他閉上眼,酸酸澀澀,眼尾的水光稍縱即逝,悄悄的順著他的臉頰灌入衣領。


    三天之後,鍾硯傷口的炎症才好起來,比起上次,這次他很平靜的接受了顧盼選擇離開他的事實。


    她回家了。


    回到了她該去的地方。


    選擇了拋棄他。


    鍾硯的心徹底空出了一塊,被顧盼活生生給挖走了,心口麻木,除了疼痛早就沒了別的感覺。


    六歲的願哥兒,已經不好騙了。


    鍾硯看著他,笑的很難看,隨即又將目光望向遠方,輕輕的說:“我把你娘親惹生氣了,她回家了。”

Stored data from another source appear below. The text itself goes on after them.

PR #4140, opened 2024-12-31
doc: add background-opacity needs restart

ferrgo:
The section informing that some configs need a restart points that the specific config should have details about this. This adds the information that `background-opacity` on MacOS needs a restart
 
> Some configuration options cannot be reloaded at runtime; others may only apply to newly created terminals. See the specific configuration option for details.

_PS: lovin ghostty_

### DIFF
--- a/src/config/Config.zig
+++ b/src/config/Config.zig
@@ -560,6 +560,7 @@ palette: Palette = .{},
 /// On macOS, background opacity is disabled when the terminal enters native
 /// fullscreen. This is because the background becomes gray and it can cause
 /// widgets to show through which isn't generally desirable.
+/// On macOs, this setting cannot be reloaded and needs a restart
 @"background-opacity": f64 = 1.0,
 
 /// A positive value enables blurring of the background when background-opacity
--- a/src/config/Config.zig
+++ b/src/config/Config.zig
@@ -560,7 +560,7 @@ palette: Palette = .{},
 /// On macOS, background opacity is disabled when the terminal enters native
 /// fullscreen. This is because the background becomes gray and it can cause
 /// widgets to show through which isn't generally desirable.
-/// On macOs, this setting cannot be reloaded and needs a restart
+/// On macOS, changing this configuration requires restarting Ghostty completely.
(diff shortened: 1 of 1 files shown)


src/config/Config.zig
```diff
@@ -560,6 +560,7 @@ palette: Palette = .{},
 /// On macOS, background opacity is disabled when the terminal enters native
 /// fullscreen. This is because the background becomes gray and it can cause
 /// widgets to show through which isn't generally desirable.
+/// On macOs, this setting cannot be reloaded and needs a restart
```
akx, line 563:
```suggestion
/// On macOS, changing this configuration requires restarting Ghostty completely.
```
would echo the spelling of `macOS` used just above, and the verbiage used for e.g. `quick-terminal-position` :)

ferrgo: Thanks @akx ! I wrote macOs, but not sure if this is specific, may be necessary for linux as well, I'll try to get it tested, but if anyone knows how this goes on linux, I'd appreciate the inputs!

gigamonster256:
Are y'all sure changing background-opacity needs a restart to work? I doesn't for me, hot-reloads work just fine.

ferrgo:
> @ferrgo @akx Are y'all sure changing background-opacity needs a restart to work? I doesn't for me, hot-reloads work just fine. Is there a specific state you need to be in where the config reload does not work?

For me opening Ghostty without this setting and trying to enable would require a restart. If `background-opacity` is set and I try to change it's value then the reload is enough. Is this ur scenario? Try deleting the option on config file, restarting Ghostty and trying to set it again.

gigamonster256:
> PS.: Sorry for ghosttying u, have been off for a few days.

Haha no worries. You were right about weirdness happening if a window was created with an opacity of 1 and then adjusted but it looks like it doesn't matter anymore: https://github.com/ghostty-org/ghostty/pull/5083

ferrgo:
I see, indeed I had an issue that going fullscreen and back would not set opacity correctly, don't usually go fullscreen but testing now and its fixed indeed

Issue #5491, opened 2025-01-31
GTK: Tabs leak CPU memory when closed


mitchellh:
### Discussed in https://github.com/ghostty-org/ghostty/discussions/4366

<div type='discussions-op-text'>

<sup>Originally posted by **rhodes-b** January  1, 2025</sup>
This is easy to reproduce, open quite a few tabs (I did 20 new ones in this case) and see that memory is not being recovered when they are closed

@00-kat confirmed this in discord

![image](https://github.com/user-attachments/assets/abc5b334-c725-409f-89d5-acdfe6fe50d4)

These were my stats

`202MB` with one tab
`275MB` 20 tabs
close 20 tabs
`235MB` with one tab

It may be MiB im not sure what btop uses by default</div>

rhodes-b:
valgrind never worked for me but I could get heaptrack to work

[heaptrack.ghostty.zst.txt](https://github.com/user-attachments/files/18627007/heaptrack.ghostty.zst.txt)
(remove .txt extension github would let me upload otherwise)

00-kat:
I seem to be having a leak with OS windows and splits too (of about the same amount as I do with tabs), so I think this issue may not be only related to tabs.

Lking03x:
Hi, I have a similar issue on linux/ubuntu the terminal processes stay active after `CTRL + D`. If you run it from another terminal you can see this message upon closing.
<details>
  <summary>Output: CTRL + D</summary>
<code>
info: ghostty version=1.1.0
info: ghostty build optimize=ReleaseFast
info: runtime=apprt.Runtime.gtk
info: font_backend=font.main.Backend.fontconfig_freetype
info: dependency harfbuzz=8.3.0
info: dependency fontconfig=21500
info: renderer=renderer.OpenGL
info: libxev backend=main.Backend.io_uring
info(os): setlocale from env result=en_US.UTF-8
info(gtk): GTK version build=4.14.2 runtime=4.14.2
info: reading configuration file path={redacted}/.config/ghostty/config
info(config): default shell source=env value=/bin/bash
warning(gtk): setting GDK_DEBUG=gl-disable-gles,gl-no-fractional,vulkan-disable
warning(gtk): setting GDK_DISABLE=
warning(gtk): setting GSK_RENDERER=opengl
info(gtk): libadwaita version build=1.5.0 runtime=1.5.0
info(grid): loaded OpenGL 4.6
info(font_shared_grid_set): font regular: {redacted}
[...]

PR #6877, opened 2025-03-22
apprt/gtk: make GL context current in unrealize

### LINKED ISSUE #6872: GTK: Splits appear completely blank when using the new OpenGL renderer

mitchellh:
Fixes #6872

This commit explicitly acquires the GL context in the `unrealize` signal handler of the GTK Surface prior to cleaning up GPU resources.

A GLArea only guarantees that the associated GdkContext is current for the `render` signal (see the docs[1]). This is why our OpenGL renderer "defers" various operations such as resize, font grid changing, etc. (see the `deferred_`-prefix fields in `renderer/OpenGL.zig`). However, we missed a spot.

The `gtk-widget::unrealize` signal is emitted when the widget is destroyed, and it is the last chance we have to clean up our GPU resources. But it is not guaranteed that the GL context is current at that point, and we weren't making it current. On the NGL GTK renderer, this was freeing GPU resources we didn't own.

As best I can understand, the old GL renderer only ever used a handful of GL resources that were early in the ID space, so by coincidence we were probably freeing nothing and everything was fine. But with the new NGL renderer uses a LOT more GL resources (make a few splits and the ID space is already in the thousands, from GTK!), so we were freeing real resources that we didn't own, which caused rendering issues. :)

I suspect the above also resulted in VRAM memory leaks (which would be RAM memory leaks for unified memory GPUs). This potentially relates to #5491.

The fix is to explicitly make the GL context current in the `unrealize` handler.

[1]: https://docs.gtk.org/gtk4/method.GLArea.make_current.html

### DIFF
--- a/src/apprt/gtk/App.zig
+++ b/src/apprt/gtk/App.zig
@@ -247,19 +247,6 @@ pub fn init(core_app: *CoreApp, opts: Options) !App {
         _ = internal_os.setenv("GDK_DISABLE", value[0 .. value.len - 1 :0]);
     }
 
-    if (gtk_version.runtimeAtLeast(4, 14, 0)) {
-        switch (config.@"gtk-gsk-renderer") {
-            .default => {},
-            else => |renderer| {
-                // Force the GSK renderer to a specific value. After GTK 4.14 the
-                // `ngl` renderer is used by default which causes artifacts when
-                // used with Ghostty so it should be avoided.
-                log.warn("setting GSK_RENDERER={s}", .{@tagName(renderer)});
-                _ = internal_os.setenv("GSK_RENDERER", @tagName(renderer));
-            },
-        }
-    }
-
     adw.init();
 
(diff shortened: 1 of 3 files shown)


jcollie (approved):
works on my system

pluiedev (approved):
Works on my system but god what a silly bug

mitchellh:
I've pushed a commit to also remove `gtk-gsk-renderer`. Users can override this manually by setting the standard env var if they need to, but Ghostty now works with all known renderers.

    願哥兒這回沒哭,垂著喪氣的小腦袋,抓著父親的手指頭,不安的問:“那娘親還會不會回來?什麽時候回來?”


    鍾硯扯了扯嘴角,發現自己不太笑的出來,他摸了摸兒子的腦袋,道:“我也不知道。”


    願哥兒覺得他的父親似乎很難過,他主動踮著腳抱住父親,“等娘親氣消了,她就會回來了。”


    鍾硯也是這麽想的。


    他固執倔強的覺得,顧盼總會回來的。


    或許是一年後,又或許是十年後。


    不管過去多少年,他都能等到她。


    顧盼離開的第一年,鍾硯並沒有等到她,杳無音信,仿佛這世上沒有出現過她這個人。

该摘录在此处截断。